Dans sa seconde tirade, Eden s’adresse d’ailleurs aussi au public, ce qui fait encore une fois fait naître des perceptions chez le spectateur. Wahida, elle, reste stoïque mais ses expressions faciales nous montrent combien elle est impactée par ce qui est dit. Pour finir, les sons d’avions de chasse que l’on peut entendre à la fin de la scène 8 accentuent encore l’immersion auditive.

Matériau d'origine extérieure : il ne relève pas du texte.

PR #1282, opened 2026-09-15
fix(renderer): name the DDGI relocation warm-up for what it does (#1279)

### LINKED ISSUE #1279: Renderer: DDGI schedules a RelocationRefinement capture that the relocation shader treats as a refresh
Raised by CodeRabbit on PR #1273 (issue #846) and recorded rather than fixed there, because the
repair changes converged probe placement and #1273 is a perf change whose premise is not shipping
unmeasured ones.

## The mismatch

Two sides of the relocation schedule disagree about what the last scheduled capture is for.

`PickCaptureSet` tags a probe with `PendingRelocationRecapture` into the **RelocationRefinement**
tier (`DDGIProbeUpdatePass.cpp:1128`). `RelocateProbesGPU` decides the per-probe refresh flag with
`rec.Captured && rec.RelocationIteration >= kMaxRelocationIterations`, which for
`kMaxRelocationIterations = 2` traces as:

| capture | `Captured` | `Iteration` in | refresh? | spring | `Pending` out |
|---|---|---|---|---|---|
| 1 | false | 0 | no | runs | true |
| 2 | true | 1 | no | runs | true |
| 3 | true | 2 | **yes** | suppressed | false |

Capture 3 is scheduled as a *refinement* and executes as a *refresh*. It is not wasted — it
re-captures the hit cache and re-classifies from the settled position, which is the first cache the
probe has taken from where it actually ended up — but the tier name claims something else.

## Why it is not a one-line fix

The two self-consistent repairs move behaviour in opposite directions:

1. **Make the executor refine** (`rec.Captured && !rec.PendingRelocationRecapture`, CodeRabbit's
   suggestion). The spring then runs **three** times for `kMax = 2`. That is the extra application
   `DDGI_Relocate.comp`'s own comment warns about: re-running the spring on a capture taken from the
   position the spring produced is the feedback loop measured as a limit cycle — a converged field
   churning at 3-7 RMSE under a still camera, plateauing instead of shrinking.
2. **Make the scheduler stop earlier** — clear `PendingRelocationRecapture` when `Iteration` reaches
   `kMax`, so no third capture is scheduled. Keeps the spring at `kMax` iterations (what the
   constant's name says) but drops the settling re-capture and re-classification.

There is a third answer: the executor is right, the tier name is imprecise, and the fix is to name
the last scheduled capture something like `RelocationSettle`.

## What deciding this needs

- A before/after on the DDGI goldens (`DDGIVisualEvidenceTest.MultiAngleGoldens`,
  `LightLeakRegression`) for whichever option is taken — options 1 and 2 both change converged
  placement.
- The limit-cycle check the shader comment describes: a still camera over enough frames to see
  whether the field settles or churns. A short test will not catch it.
- Confirmation of which behaviour was intended when `kMaxRelocationIterations` was introduced
  (#707 / PR #842).

Refs: #846, PR #1273, `DDGI_Relocate.comp`'s "A PERIODIC REFRESH MUST NOT RE-PLACE AN ALREADY-SETTLED PROBE" comment.

## Score
```olo-score
capability: 1
craft: 3
stability: 3
decay: 1
effort: 3
confidence: 0.5
learning: 5
fun: 3
kano: table-stakes
blocked_by: []
blocks: []
```

drsnuggles8:
The mismatch #1279 records is real, and the executor was the side that was right — but for a
better reason than the comment beside it gave. The deliverable is therefore a rename plus the
measurement that rules the other two options out, which is what the issue asked for.

## What decides it

The capture rasterizes the hit cache **from the probe's current offset**
(`DDGI_Capture.glsl`'s vertex stage reads the probe-data texture), and relight reconstructs every
hit as `probeWorldPosition(current offset) + direction * distance` (`DDGI_Relight.glsl:216`).

So **a capture whose spring then moves the probe leaves the entire hit cache displaced by that
step** — PR #842's "wrong everywhere, failing nowhere", the same error as capturing from the
lattice point while gathering from the relocated one. Nothing re-captures that probe until the
age-ordered refresh tier, at budget/8, gets round to it.

Ending the warm-up on a capture that does **not** move the probe is what puts the cache and the
position back in agreement, and it is the only thing in the schedule that does. Both proposed
repairs end the warm-up on a spring step.

## The measurement

A closed-loop model in `DDGIMathTest` runs the real `DDGI::RelocateProbeSpring` with the
aggregates re-derived from wherever the spring just put the probe — the feedback the fixed-aggregate
spring tests cannot express. Displacement left between the probe and the position its last capture
was taken from, in cells (1-cell spacing):

| wall at | shipped | option 1 (all-spring) | option 2 (no settling capture) |
|---|---|---|---|
| 0.30 | **0** | 0.0167 | 0.0189 |
| 0.10 | **0** | 0.0020 | 0.1015 |
| 0.05 | **0** | 0.0032 | 0.1028 |

A tenth of a cell is 40% of the comfort distance. The crowded rows are the case relocation exists
for, and they are where dropping the settling capture is worst.

## One correction to the issue

**Option 1 does not produce a limit cycle.** Its warm-up is bounded and terminates — the measured
3–7 RMSE cycle in `DDGI_Relocate.comp`'s comment belongs to the *unbounded* periodic-refresh tier,
which option 1 leaves suppressed. A second test bounds that claim directly: at the shipped gains
the closed loop is contractive and reaches a fixed point exactly, so "it would run away" is not the
argument against springing on a refresh. The argument is the displaced cache. The test says so in
its own comment, and is explicit that a 1-D model does not reproduce the real field's cycle.

## The change

No behaviour change. The vocabulary now matches on all three sides:

- `CaptureTier::RelocationRefinement` → **`RelocationFollowUp`** — the words the scheduler's own
  comments already used ("follow-up captures", twice). The tier covers two captures that do
  different things (refine, then settle), so naming it for the schedule rather than for the spring
  is the accurate choice.
- `DDGI_RELOCATE_ENTRY_REFRESH` → **`DDGI_RELOCATE_ENTRY_HOLD_POSITION`** — named for what it does
  rather than for one of the two cases that set it.
- New **`DDGI::RelocationStepForCapture`** returns *both* the tier and the spring-suppression flag
  from one state. That is the fix for the bug of record: the two decisions were derived at two call
  sites from two different record fields, so no test could see them disagree.
  `kMaxRelocationIterations` moves next to it, with a new `kRelocationWarmupCaptures`.
- `ProbeRecord`'s `Captured` / `RelocationIteration` / `PendingRelocationRecapture` trio was three
  bits encoding one count and was the *mechanism* of the bug. It collapses to one saturating
  `CaptureCount` (saturating so 256 refreshes cannot wrap a `u8` back into the warm-up).

Also corrects two claims in the old `kMaxRelocationIterations` comment that the code contradicted:
two spring applications close ~58% of a residual at a 0.35 step, not "~75%", and "the periodic
refresh closes the rest" is false — the shader suppresses the spring there, so it closes none of it.

## Verification

- **SPIR-V for `DDGI_Relocate.comp` is byte-identical** before and after (`glslc` against the HEAD
  tree vs the working tree, `cmp` clean). The GPU side is provably untouched, which is also why a
  pixel A/B would measure nothing here.
- **404 DDGI + shader tests pass**, 3 skipped (environmental: RADV null device, shader-pack bake,
  shader-cache liveness). Includes `DDGIVisualEvidenceTest.MultiAngleGoldens`,
  `LightLeakRegression`, and the still-camera
  `DDGICascadeEvidenceTest.CascadeFieldIsTemporallyStableFromAFixedPose` — the limit-cycle check
  the issue asked for already exists and is green.
- **Four new L1 contract tests** pin the capture-by-capture table, the spring-application count,
  the displacement measurement above, and the closed-loop fixed point.
- **Live OloEditor** (real GL 4.6, `DDGITest.olo`): 48/48 probes captured / active / relit /
  blended, 0 uncaptured, 0.88 bounce coverage, **zero shader errors**. Two angles inspected — red
  and blue wall bleed onto the spheres and floor, contact shadows intact, no leaking.
- `OloEditor` and `OloEngine-Tests` both build.

Note on golden churn: the four `ddgi_cascade_*.png` evidence images differ on **every** run with
identical code (verified by hashing across two back-to-back runs of the same binary), so they are
not committed here. Their RMSE assertions passed.

Closes #1279

## Summary by CodeRabbit

* **Bug Fixes**
  * Improved DDGI probe relocation warm-up scheduling so probes settle on their final capture position.
  * Prevented the final warm-up capture from applying an additional relocation movement, reducing residual probe displacement and improving stability near surfaces.
  * Preserved existing behavior for inactive probes and cascade shifts.

* **Documentation**
  * Updated DDGI probe state and warm-up scheduling guidance.

* **Tests**
  * Added coverage for warm-up timing, final-position settling, and stable spring behavior.


drsnuggles8:
@coderabbitai review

Tous des Oiseaux est donc une pièce caractéristique du style de Wajdi Mouawad puisqu’elle correspond aux intentions qu’il formule dans la citation. L’immersion sensuelle. Sensitive du spectateur est totale grâce aux sons, aux transitions fluides sans passage au noir et à un texte très riche en images ; Les perceptions et sensations sont déjà sollicitées dans le texte et la mise en scène, le jeu des acteurs viennent accentuer encore la place du corps et des émotions de telles sorte que l’intellect passe au second plan.